Dass das ganz mühsam ist wird keiner bestreiten
Leider ist es aber so, dass die Auskunft von STEAM "korrekt" ist

Wenn aber die Ware tatsächlich eben *nicht* "Neuware" ist (wie von/bei AMAZON angesagt) dann müsste sich der Kauf auch rückgängig machen lassen


----------



## RedBrain (9. November 2010)

Problem gelöst.

Der Verkäufer ist Nett und gibt mir eine neue CD-Key und der Aktivierung war erfolgreich.


----------



## gue24 (20. November 2010)

Hallo Redbrain,

ich habe derzeit genau das exakt Problem wie Du.
Nur verstehe ich es nicht: Mein Spiel wurde orginalverpackt erworben,
und nicht von einer einzelnen Person, sondern von einem 
Unternehmen.
Ich habe die Kopie der Rechnug + Scan des codes an Steam geschickt,
dennoch kommen Sie mit der selben Begründung wie bei Dir.

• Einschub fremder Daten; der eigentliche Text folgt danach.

PR #207, opened 2025-09-30
Do not block access for ALL users when the license user limit is exceeded #192

### LINKED ISSUE #192: Do not block access for ALL users when the license user limit is exceeded
**Is your feature request related to a problem? Please describe or add steps to reproduce your use case.**

- Currently, if, in the wiki the number of existing users is higher than the license user limit and there's an AD Pro active license, then _all_ the users are all blocked out of the wiki and can't log in (so when there's at least one user created over the license user limit)

**Describe the solution you'd like**

- The license should always function for the users already created before the license user limit was exceeded.  
- Not all users should be blocked, the existing users should still be able to login. Only users that are were created after the license users limit was reached (until a potential user limit increase or until other users are disabled from the wiki so that the license user limit is no _longer_ exceeded)

KebabRonin:
Mostly API changes to better support this functionality in Auth Extensions.

- _`DefaultLicensor.java`_, _`DefaultLicenseManager.java`_ - Some additional APIs which accept extension IDs as `String` instead of `ExtensionId`
- _`UserCounter.java`_ - Added an in-memory cache of active (non-disabled) users on the instance, storing the users in the order of their creation date
- _`AuthExtensionUserManager.java`_ - Added interface for auth extensions, with mostly unused methods


KebabRonin:
### How to store the users managed by an Auth extension?
Each Auth extension will probably need to implement a component which describes which users are managed by an app, and which users are still allowed after a license expiration.
#### Solr
PRO:
+ Can take advantage of custom indexes
+ Should be faster and more efficient

CON:
- Depends on unpredictable (re)indexing operations - could have unexpected results until the indexing is done and users' active statuses are recomputed
- Has a bit of lag after a user change before the solr query reflects the real state of the DB, since indexes must be recomputed
#### DB (HQL)
PRO:
+ Information always(?) reflects reality 

CON:
- Need to run the same query on all subwikis
- Could be slow
#### In-Memory cache
PRO:
+ Easy access from java

CON:
- Storing all users in memory may become costly for large instances - even if the cache is stored on disk when not in use
- Need to implement cache updates/invalidation

application-licensing-licensor/application-licensing-licensor-api/src/main/java/com/xwiki/licensing/internal/UserCounter.java
```diff
@@ -54,6 +62,11 @@
 @Singleton
 public class UserCounter
 {
+    protected static final String BASE_USER_QUERY = ", BaseObject as obj, IntegerProperty as prop "
```
KebabRonin: Protected only for being accessible from the `UserCounterTest` class.

application-licensing-licensor/application-licensing-licensor-api/src/main/java/com/xwiki/licensing/internal/UserCounter.java
```diff
@@ -73,6 +86,12 @@ public class UserCounter
 
     private Long cachedUserCount;
 
+    // A set of users on the instance, sorted by creation date.
+    private SortedSet<XWikiDocument> cachedSortedUsers;
+
+    // Helper to find users in constant time.
```
KebabRonin: Since the `cachedSortedUsers` is populated from the database, dummy `XWikiDocument`s can't be used to index into the set directly (equals fails because it checks for a bunch of fields like version, author, etc.).

This is the reason why the map is needed.

application-licensing-licensor/application-licensing-licensor-api/src/main/java/com/xwiki/licensing/internal/UserCounter.java
```diff
@@ -124,11 +145,41 @@ public void onEvent(Event event, Object source, Object data)
...
+     *
+     * @return the users, sorted by creation date.
+     */
+    public SortedSet<XWikiDocument> getSortedUsers() throws WikiManagerException, QueryException
+    {
+        if (cachedSortedUsers == null) {
+            cachedSortedUsers = new TreeSet<>(
+                (e1, e2) -> new CompareToBuilder().append(e1.getCreationDate(), e2.getCreationDate()).build());
+            for (String wikiId : wikiDescriptorManager.getAllIds()) {
+                cachedSortedUsers.addAll(getUsersOnWiki(wikiId));
```
oanalavinia: So we retain in this variable all the users from all the wikis. The use case is that you have a license for a number of users, this being applied per instance. If your license is not valid anymore because of too many users, we will keep the first x created users, no matter the wiki they are part of. Right?

oanalavinia (commented):
I added some comments. Some are just for small things, but there are also questions related to the functionality / architecture. I will continue the review once those are clarified, since some comments might not apply anymore after (I think it's the case now as well)

I had another question related to this functionality. Will this affect other authenticators? For example, if I also have EntraID app installed, what's the behavior?

application-licensing-licensor/application-licensing-licensor-api/src/main/java/com/xwiki/licensing/internal/AuthExtensionUserManager.java
```diff
@@ -0,0 +1,81 @@
...
+import org.xwiki.model.reference.DocumentReference;
+
+import com.xpn.xwiki.XWikiContext;
+import com.xpn.xwiki.doc.XWikiDocument;
+
+/**
+ * Interface for extensions which manage users, so the license user limit can only take into account the users managed
+ * by those extensions for computing the user limit.
+ * <p>
+ * Components implementing this interface should be named as extension id, so the user manager is discoverable.
```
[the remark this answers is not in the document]
oanalavinia: > I was thinking to have an AuthExtensionUserManager named active-directory-api for AD, azure-oidc for OIDC, etc, so the users can be associated with an extension and be able to use the extension id to get the associated user manager.

I was saying to add a small example (as you mentioned `MyExtensionAuthUserManager` here) in the code

But, given the discussion from https://github.com/xwikisas/application-licensing/pull/207#discussion_r2726963007 , this class is nt actually needed anymore, right? Or would you like to use it for the user warning?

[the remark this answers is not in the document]
KebabRonin: Just altering the login message from the extension should be enough to make it less confusing to users who can't log in anymore.

I think the class can be removed for now, and if the need arises to do something similar (like listing affected users when an extension is disabled) in the future, this can be a starting point.

oanalavinia (changes requested):

application-licensing-test/application-licensing-test-api/src/main/java/com/xwiki/licensing/internal/UserCounter.java
```diff
@@ -0,0 +1,244 @@
...
+
+/**
+ * Component used to count the existing active users.
+ * 
+ * @version $Id$
+ * @since 1.6
+ */
+@Component(roles = UserCounter.class)
+@Singleton
+public class UserCounter
```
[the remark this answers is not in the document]
oanalavinia: Ok, you could add a comment

application-licensing-licensor/application-licensing-licensor-api/src/main/java/com/xwiki/licensing/internal/UserCounter.java
```diff
@@ -46,14 +52,19 @@
...
+ *
  * @version $Id$
  * @since 1.6
  */
 @Component(roles = UserCounter.class)
 @Singleton
 public class UserCounter
 {
+    protected static final String BASE_USER_QUERY =
+        ", BaseObject as obj, IntegerProperty as prop " + "where doc.space = 'XWiki' "
```
oanalavinia: > "where doc.space = 'XWiki' "

Why do you need it?

application-licensing-licensor/application-licensing-licensor-api/src/main/java/com/xwiki/licensing/internal/UserCounter.java
```diff
@@ -73,6 +84,12 @@ public class UserCounter
 
     private Long cachedUserCount;
 
+    // A set of users on the instance, sorted by creation date.
+    private SortedSet<XWikiDocument> cachedSortedUsers;
+
+    // Helper to find users in constant time.
+    private Map<DocumentReference, XWikiDocument> cachedSortedUsersLookupTable;
```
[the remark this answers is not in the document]
abrassat: Yes, I'll add it on the next commit.

I was hesitant because it looks like a time/memory tradeoff, but I don't know for sure the impact on one or the other without a benchmark.

oanalavinia (approved):
This looks ok on my side, let me know if maybe you are not sure of some aspects. Thanks for the work!

Small note that the performance tests are still to be done + there is still https://github.com/xwikisas/application-activedirectory/pull/112 which is related

application-licensing-test/application-licensing-test-docker/src/test/it/com/xwiki/licensing/test/ui/AllIT.java
```diff
@@ -70,4 +70,11 @@ class AllIT
     class NestedLicensingIT extends LicensingIT
     {
     }
+
```
oanalavinia, line 79: I just realized. Could you add functional tests for the cases you added as part for this PR? You would test all the cases you mentioned, if I can login with a older user, but with one from when the limit was reached, etc. . WDYT?

application-licensing-test/application-licensing-test-docker/src/test/it/com/xwiki/licensing/test/ui/AllIT.java
```diff
@@ -70,4 +70,11 @@ class AllIT
...
+    // This test takes ~40 min to set up. It should only run when UserCounter class is updated.
```
oanalavinia: I guess it's ok to keep it commented out and have a procedure for when it should be executed. Can you add a little bit more context to this comment? Also, please format the added code

application-licensing-test/application-licensing-test-docker/src/test/it/com/xwiki/licensing/test/ui/UserStressTestLicensingIT.java
```diff
@@ -0,0 +1,90 @@
...
+class UserStressTestLicensingIT
+{
+    private static final String PASSWORD = "password";
+
+    private static final int USERS_COUNT = 10_000;
+
+    // The tested user limit MUST be lower than the amount of users on the instance, otherwise the method returns
+    // TRUE without actually populating the user list.
+    private static final String TEST_PAGE_SCRIPT =
+        "{{velocity}}\n" + "$services.licensing.licensor.isCurrentUserUnderLimit($xwiki.getUser().getUser()"
```
oanalavinia: Isn't the method name `isUserUnderLimit`?

application-licensing-test/application-licensing-test-docker/src/test/it/com/xwiki/licensing/test/ui/UserStressTestLicensingIT.java
```diff
@@ -0,0 +1,90 @@
...
+            + ".getUserReference(), " + (USERS_COUNT - 100) + ")\n" + "{{/velocity}}";
```
oanalavinia: Can you arrange it a little bit? E.g. https://github.com/xwiki/xwiki-platform/blob/master/xwiki-platform-core/xwiki-platform-image/xwiki-platform-image-lightbox/xwiki-platform-image-lightbox-test/xwiki-platform-image-lightbox-test-docker/src/test/it/org/xwiki/image/lightbox/test/ui/LightboxIT.java#L503

application-licensing-test/application-licensing-test-docker/src/test/it/com/xwiki/licensing/test/ui/UserStressTestLicensingIT.java
```diff
@@ -0,0 +1,90 @@
...
+ * Functional tests for the Licensing application.
+ *
+ * @version $Id$
+ */
+@UITest
+class UserStressTestLicensingIT
+{
+    private static final String PASSWORD = "password";
+
+    private static final int USERS_COUNT = 10_000;
```
oanalavinia:
```suggestion
    private static final int USER_COUNT = 10_000;
```

application-licensing-test/application-licensing-test-docker/src/test/it/com/xwiki/licensing/test/ui/UserStressTestLicensingIT.java
```diff
@@ -0,0 +1,90 @@
...
+    void stressTest(TestReference testReference, TestUtils setup)
+    {
+        setup.loginAsSuperAdmin();
+        // A lot of users on the test instance shouldn't be crashing the licensor when it tries to compute the user
+        // limit.
+        setup.createPage(testPage, TEST_PAGE_SCRIPT);
+        setup.gotoPage(testPage, "view");
+        setup.gotoPage(testPage, "view");
+        assertTrue(setup.isInViewMode());
+        // We didn't crash (probably).
```
oanalavinia: The `probably` part doesn't seem ok to be added as comment.
If you are not sure if this check is enough, I would actually do more steps, e.g. login with some user, check again the script page, check one without script, then logout

application-licensing-test/application-licensing-test-docker/src/test/it/com/xwiki/licensing/test/ui/UserStressTestLicensingIT.java
```diff
@@ -0,0 +1,90 @@
...
+import org.xwiki.test.docker.junit5.UITest;
+import org.xwiki.test.ui.TestUtils;
+
+import static org.junit.jupiter.api.Assertions.assertTrue;
+
+/**
+ * Functional tests for the Licensing application.
+ *
+ * @version $Id$
+ */
```
oanalavinia, line 41: Needs an update

oanalavinia (changes requested):

application-licensing-test/application-licensing-test-docker/src/test/it/com/xwiki/licensing/test/ui/AllIT.java
abrassat: I'm not sure all those test cases would apply here, as the licensor doesn't actually block the login.

I can add tests to see if the user is correctly identified to be under the limit, but the rest of the logic is handled in AD

(AD is lacking tests entirely, and would need to do some digging to find a mock config for running AD in the docker tests)

oanalavinia: I though that's the case (that AD is actually the one using that underTheLimit logic)

Maybe we can mock it in licensing for testing purposes? Meaning that we have to find a way to test it even if it's not a real flow.
For example, you have a script page where you do something similar as in the StressTest page, where you check if the current user is under the limit. Then you create the user structure where some users are still valid and some are not. The test would be to access the script page with each user and check if `isUserUnderLimit` returns the right value. Would it be possible?

application-licensing-licensor/application-licensing-licensor-api/src/main/java/com/xwiki/licensing/script/LicensorScriptService.java
```diff
@@ -299,6 +299,26 @@ public Long getUserCount()
         }
     }
 
+    /**
+     * List the users on the entire instance, ordered by creation date. If the passed user is at an index below the
+     * limit, return true.
+     * @param user the user to test
```
oanalavinia, line 306: formating missing

application-licensing-test/application-licensing-test-docker/src/test/it/com/xwiki/licensing/test/ui/UserCounterIT.java
```diff
@@ -0,0 +1,308 @@
...
+    {
+        // Make sure we're on the right subwiki.
+        String currentWiki = setup.getCurrentWiki();
+        setup.setCurrentWiki(testPage.getWikiReference().getName());
+
+        setup.gotoPage(testPage, "view", Map.of("user", user, "limit", limit));
+        String pageSource = setup.getDriver().findElement(By.id("xwikicontent")).getText();
+
+        setup.setCurrentWiki(currentWiki);
+        return pageSource.startsWith("true");
```
oanalavinia: You could use a html structure (or wiki syntax) and retrieve this value with `getElementById`

application-licensing-licensor/application-licensing-licensor-api/src/main/java/com/xwiki/licensing/script/LicensorScriptService.java
```diff
@@ -299,6 +299,26 @@ public Long getUserCount()
...
+     * @return true if the passed user is below the specified limit, false otherwise
+     * @since 1.33.0
+     */
+    @Unstable
+    public boolean isUserUnderLimit(DocumentReference user, long limit)
+    {
+        try {
+            return this.userCounter.isUserUnderLimit(user, limit);
+        } catch (Exception e) {
+            this.logger.warn("Failed to determine if the user is under the license user limit. Root cause is: [{}].",
```
oanalavinia:
```suggestion
            this.logger.warn("Failed to determine if user is under the license user limit. Root cause is: [{}].",
```

application-licensing-licensor/application-licensing-licensor-api/src/main/java/com/xwiki/licensing/internal/UserCounter.java
```diff
@@ -207,9 +212,8 @@ public boolean isUserUnderLimit(DocumentReference user, long userLimit) throws E
         if (null == user) {
             return false;
         }
-        if (userLimit < 0 || getUserCount() <= userLimit) {
-            // Unlimited licenses should always return true.
-            // Also, skip the checks for instances with fewer users than the limit.
```
oanalavinia: Why don't we do this anymore?

application-licensing-test/application-licensing-test-docker/src/test/it/com/xwiki/licensing/test/ui/UserCounterIT.java
```diff
@@ -0,0 +1,308 @@
...
+    {
+        setup.loginAsSuperAdmin();
+        setup.createPage(testPage, TEST_PAGE_SCRIPT);
+    }
+
+    int getUserCountOnInstance(TestUtils setup) throws Exception
+    {
+        setup.gotoPage(testPage, "view");
+        String pageSource = setup.getDriver().findElement(By.id("xwikicontent")).getText();
+        return Integer.parseInt(pageSource.split("\n")[1]);
```
oanalavinia: Same as for the other, I would use a html structure in order to be able to use `getElementById`

application-licensing-test/application-licensing-test-docker/src/test/it/com/xwiki/licensing/test/ui/UserCounterIT.java
```diff
@@ -0,0 +1,308 @@
...
+
+        deleteUsers(setup, "xwiki", 1, 3);
+        deleteUsers(setup, subwikiName, 3, 6);
+        deleteUsers(setup, "xwiki", 6, 7);
+    }
+
+    /**
+     * Get the result of a isUserUnderLimit() call, by evaluating it in a velocity script.
+     */
+    private boolean checkIsUserUnderLimit(TestUtils setup, String user, int limit)
```
oanalavinia: Semantically, this is more accurate as you respond with true / false

```suggestion
    private boolean isUserUnderLimit(TestUtils setup, String user, int limit)
```

application-licensing-test/application-licensing-test-docker/src/test/it/com/xwiki/licensing/test/ui/UserCounterIT.java
```diff
@@ -0,0 +1,308 @@
...
+        Assertions.assertTrue(checkIsUserUnderLimit(setup, "xwiki:XWiki.User_2", 5));
+
+        Assertions.assertEquals(2, this.getUserCountOnInstance(setup));
+
+        deleteUsers(setup, "xwiki", 1, 3);
+    }
+
+    /**
+     * Test that the isUserUnderLimit function returns true for existing users, as long as the number of users on the
+     * instance is lower than the requested limit.
```
oanalavinia: Can you update the comments (here and the others) to specify the current use case. The current comment could be used for the whole class. e.g. Verify that users over the limit are marked correctly

oanalavinia (changes requested):

application-licensing-test/application-licensing-test-docker/src/test/it/com/xwiki/licensing/test/ui/UserCounterIT.java
vmassol: Note that this is not following the PageObject strategy (the quick to know if you're following it or not, is that there should not be any call to getDriver() inside a Test class. That needs to go in the PO class).

application-licensing-licensor/application-licensing-licensor-api/src/main/java/com/xwiki/licensing/internal/UserCounter.java
abrassat: If the test is skipped when the user count is less than the limit, then you can get the result that inexistent or disabled users are considered to be under the limit (even if they logically shouldn't).

Another option would be to move this test below, and only execute `sortedSet.headSet().size()` if the `sortedSet.size()` is under the limit.

application-licensing-licensor/application-licensing-licensor-api/src/main/java/com/xwiki/licensing/internal/UserCounter.java
```diff
@@ -223,7 +223,12 @@ public boolean isUserUnderLimit(DocumentReference user, long userLimit) throws E
         if (userDocument == null) {
             return false;
         } else {
-            return sortedUsers.headSet(userDocument).size() < userLimit;
+            // Only build the headSet if the number of users on the instance is over the limit.
+            if (sortedUsers.size() <= userLimit) {
```
abrassat, line 227: This `if` is why I made `moreThanRequested` and `lowerThanRequested` tests. I'm not sure if it's really needed though.

application-licensing-test/application-licensing-test-docker/src/test/it/com/xwiki/licensing/test/ui/UserCounterIT.java
oanalavinia: You need to do more than simply use `new ViewPage().getContent()`. It might feel like you solved the PageObject strategy comment, but there is still the one about using a proper structure, rather than relying on hacks like `return Integer.parseInt(pageSource.split("\n")[1])`

To give you an idea, you would have a UserCounterPage, on which you can use `UserCounterPage#getCount`
On that page, you would have `<span id="userCount">$services.licensing.licensor.getUserCount()</span>` , so `#getCount` is actually using `getElementById`

application-licensing-test/application-licensing-test-docker/src/test/it/com/xwiki/licensing/test/ui/UserCounterIT.java
```diff
@@ -0,0 +1,305 @@
...
+ *
+ * @version $Id$
+ * @since 1.33.0
+ */
+@UITest
+class UserCounterIT
+{
+    private static final String PASSWORD = "password";
+
+    private static final String TEST_PAGE_SCRIPT =
```
oanalavinia: Since this is also starting to have more content and an actual structure, you can use a vm template (e.g. https://github.com/xwiki/xwiki-platform/blob/master/xwiki-platform-core/xwiki-platform-extension/xwiki-platform-extension-security/xwiki-platform-extension-security-test/xwiki-platform-extension-security-test-docker/src/test/it/org/xwiki/extension/security/test/ui/ExtensionSecurityIT.java#L89 )

abrassat: I used the same method of including the vm template as https://github.com/xwikisas/application-licensing/blob/8678a7264decf39712b2041f3c54efc4d96f5899/application-licensing-test/application-licensing-test-docker/src/test/it/com/xwiki/licensing/test/ui/LicensingIT.java#L75

application-licensing-test/application-licensing-test-pageobjects/src/main/java/com/xwiki/licensing/test/po/UserCounterTestPage.java
```diff
@@ -0,0 +1,97 @@
...
+    public static UserCounterTestPage gotoPage(TestUtils setup, String user, Integer limit) throws Exception
+    {
+        // Make sure we're on the right subwiki.
+        String currentWiki = setup.getCurrentWiki();
+        setup.setCurrentWiki(UserCounterTestPage.testPage.getWikiReference().getName());
+
+        // Create the page if it doesn't exist.
+        try (InputStream content = UserCounterTestPage.class.getResourceAsStream("/userCounterTestPage.wiki")) {
+            setup.rest().savePage(testPage, IOUtils.toString(content, StandardCharsets.UTF_8), "");
+        }
```
oanalavinia: Why are you doing this in here, instead of creating this page in the test setup method?

oanalavinia: So you have this page on the main wiki only, this is why you need to play with the current wiki

Could you maybe have this page created on the current wiki (being it main wiki or sub wiki), and simply navigate to that?
I would also move the actual creation outside the page object, in the test

application-licensing-test/application-licensing-test-pageobjects/src/main/java/com/xwiki/licensing/test/po/UserCounterTestPage.java
```diff
@@ -0,0 +1,97 @@
...
+import java.util.Map;
+
+import org.apache.commons.io.IOUtils;
+import org.openqa.selenium.WebElement;
+import org.openqa.selenium.support.FindBy;
+import org.xwiki.model.reference.DocumentReference;
+import org.xwiki.test.ui.TestUtils;
+import org.xwiki.test.ui.po.ViewPage;
+
+public class UserCounterTestPage extends ViewPage
```
oanalavinia:
```suggestion
public class UserCounterPage extends ViewPage
```

application-licensing-test/application-licensing-test-pageobjects/src/main/java/com/xwiki/licensing/test/po/UserCounterTestPage.java
```diff
@@ -0,0 +1,97 @@
...
+    private WebElement isUserUnderLimit;
+
+    public static UserCounterTestPage gotoPage(TestUtils setup, String user, Integer limit) throws Exception
+    {
+        // Make sure we're on the right subwiki.
+        String currentWiki = setup.getCurrentWiki();
+        setup.setCurrentWiki(UserCounterTestPage.testPage.getWikiReference().getName());
+
+        // Create the page if it doesn't exist.
+        try (InputStream content = UserCounterTestPage.class.getResourceAsStream("/userCounterTestPage.wiki")) {
```
oanalavinia:
```suggestion
        try (InputStream content = UserCounterTestPage.class.getResourceAsStream("/UserCounterTestPage.wiki")) {
```

application-licensing-test/application-licensing-test-pageobjects/src/main/java/com/xwiki/licensing/test/po/UserCounterTestPage.java
```diff
@@ -0,0 +1,97 @@
...
+    {
+        setup.deletePage(testPage);
+    }
+
+    public int getUserCount()
+    {
+        return Integer.parseInt(userCount.getText());
+    }
+
+    public boolean getIsUserUnderLimit()
```
oanalavinia:
```suggestion
    public boolean isUserUnderLimit()
```

application-licensing-test/application-licensing-test-pageobjects/src/main/java/com/xwiki/licensing/test/po/UserCounterTestPage.java
```diff
@@ -0,0 +1,97 @@
...
+
+    public int getLimitParam()
+    {
+        return Integer.parseInt(limitParam.getText());
+    }
+
+    public String getUserParam()
+    {
+        return userParam.getText();
+    }
```
oanalavinia: Are these used?

application-licensing-test/application-licensing-test-pageobjects/src/main/java/com/xwiki/licensing/test/po/UserCounterTestPage.java
```diff
@@ -0,0 +1,97 @@
...
+        }
+        if (limit != null) {
+            queryParams.put("limit", limit);
+        }
+        setup.gotoPage(testPage, "view", queryParams);
+        setup.setCurrentWiki(currentWiki);
+        return new UserCounterTestPage();
+    }
+
+    public static void deletePage(TestUtils setup)
```
oanalavinia: I would move this in the test

application-licensing-test/application-licensing-test-docker/src/test/resources/userCounterTestPage.wiki
```diff
@@ -0,0 +1,15 @@
+{{velocity}}
+{{html}}
+isUserUnderLimit:
```
oanalavinia:
```suggestion
Is user under limit:
```
Same for the others

application-licensing-test/application-licensing-test-docker/src/test/it/com/xwiki/licensing/test/ui/UserCounterIT.java
```diff
@@ -0,0 +1,284 @@
...
+        Assertions.assertFalse(isUserUnderLimit(setup, "xwiki:XWiki.User_6", 4));
+
+        Assertions.assertEquals(6, this.getUserCountOnInstance(setup));
+
+        deleteUsers(setup, "xwiki", 1, 3);
+        deleteUsers(setup, subwikiName, 3, 6);
+        deleteUsers(setup, "xwiki", 6, 7);
+    }
+
+    int getUserCountOnInstance(TestUtils setup) throws Exception
```
oanalavinia:
```suggestion
    private int getUserCountOnInstance(TestUtils setup) throws Exception
```

oanalavinia (changes requested):

application-licensing-test/application-licensing-test-pageobjects/src/main/java/com/xwiki/licensing/test/po/UserCounterTestPage.java
abrassat: These functions are not used. I added information about the query parameters for easier debugging when viewing the failed test recording.

I'll remove these functions, and leave that information only in the page, since the query parameters should be known when the page is visited in the test.

abrassat:
I noticed that, on my setup, the `LicensingIT.generateLicense()` test fails due to missing superadmin Programming rights on `LicensesPublic.Code.LicensesNotificationsUIX`. (This happens on both this branch and `xwikisas:master` too)

That page should probably(?) be included in this regex: (as a misc commit on master)
https://github.com/xwikisas/application-licensing/blob/8678a7264decf39712b2041f3c54efc4d96f5899/application-licensing-test/application-licensing-test-docker/src/test/it/com/xwiki/licensing/test/ui/AllIT.java#L38

application-licensing-test/application-licensing-test-pageobjects/src/main/java/com/xwiki/licensing/test/po/UserCounterPage.java
```diff
@@ -0,0 +1,43 @@
...
+ * Software Foundation, Inc., 51 Franklin St, Fifth Floor, Boston, MA
+ * 02110-1301 USA, or see the FSF site: http://www.fsf.org.
+ */
+package com.xwiki.licensing.test.po;
+
+import org.openqa.selenium.WebElement;
+import org.openqa.selenium.support.FindBy;
+import org.xwiki.test.ui.po.ViewPage;
+
+public class UserCounterPage extends ViewPage
```
oanalavinia, line 32: Comment missing for this class

application-licensing-test/application-licensing-test-docker/src/test/it/com/xwiki/licensing/test/ui/UserCounterIT.java
```diff
@@ -0,0 +1,315 @@
...
+    @Test
+    void otherUserTest(TestUtils setup) throws Exception
+    {
+        // 0 users on the instance for these tests.
+        Assertions.assertEquals(0, this.getUserCountOnInstance(setup));
+
+        Assertions.assertFalse(isUserUnderLimit(setup, "xwiki:XWiki.XWikiGuest", 1));
+        Assertions.assertFalse(isUserUnderLimit(setup, "xwiki:XWiki.superadmin", 1));
+        Assertions.assertFalse(isUserUnderLimit(setup, "xwiki:XWiki.NonExistentUser", 1));
+        // Unlimited limit.
```
oanalavinia:
```suggestion
        // A -1 limit means the license has no limit.
```

application-licensing-test/application-licensing-test-docker/src/test/it/com/xwiki/licensing/test/ui/UserCounterIT.java
```diff
@@ -0,0 +1,315 @@
...
+    }
+
+    /**
+     * This test documents the behavior of isUserUnderLimit() for special users.
+     */
+    @Test
+    void otherUserTest(TestUtils setup) throws Exception
+    {
+        // 0 users on the instance for these tests.
+        Assertions.assertEquals(0, this.getUserCountOnInstance(setup));
```
oanalavinia: I would import these, to not need to mention `Assertions` every time

```
import static org.junit.jupiter.api.Assertions.assertEquals;
import static org.junit.jupiter.api.Assertions.assertFalse;
import static org.junit.jupiter.api.Assertions.assertTrue;
```

oanalavinia (approved):
I would say it looks ok overall. Just some small remarks

The next steps would be:
1. Release an RC version
2. Make a AD release to include this licensor version and https://github.com/xwikisas/application-activedirectory/pull/112
3. Have it tested to make sure there are no regressions

oanalavinia:
@abrassat forgot to mention that this issue should be merged on a feature branch, in order to not block the main branch while we test and confirm everything works as expected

Wie genau sieht dann ein Fall aus, in dem Sie überhaupt den CD-Key 
zurücksetzten?

Ich muß also jetzt sehen on mein verkäufer auch so gnädig ist wie
deiner.

Vom service her finde ich das sehr schwach.


----------



## RedBrain (21. November 2010)

Einfach den Verkäufer nachfragen, wo du das Spiel gekauft hast und warum dein Produktschlüsselt bei Steam nicht funktionierte und keine möglichkeit bei Steam Support wegen eine neuen CD-Key zu holen. Der Verkäufer wird mit Sicherheit ein neuen CD-Key für dich besorgen.


----------